Copy exactly, and only, the lines that start at the line containing "As long as we" and end at the last line of the material below.

DATA TO USE >>
· · · · · · ·

PR #81, opened 2022-01-07
Add GHC flags for explicit foralls/ kinds

srid:
As long as we are going to be using the `k`, I thought this would be useful to have by default:

```haskell
> :k Term
Term :: forall k. k -> (k -> *) -> *
```

```haskell
> :k PBool
PBool :: forall {k}. k -> *
```

### DIFF
--- a/plutarch.cabal
+++ b/plutarch.cabal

· · · · · · ·

OUTPUT FOR THIS TASK >>
As long as we are going to be using the `k`, I thought this would be useful to have by default:

```haskell
> :k Term
Term :: forall k. k -> (k -> *) -> *
```

```haskell
> :k PBool
PBool :: forall {k}. k -> *
```

### DIFF
--- a/plutarch.cabal
+++ b/plutarch.cabal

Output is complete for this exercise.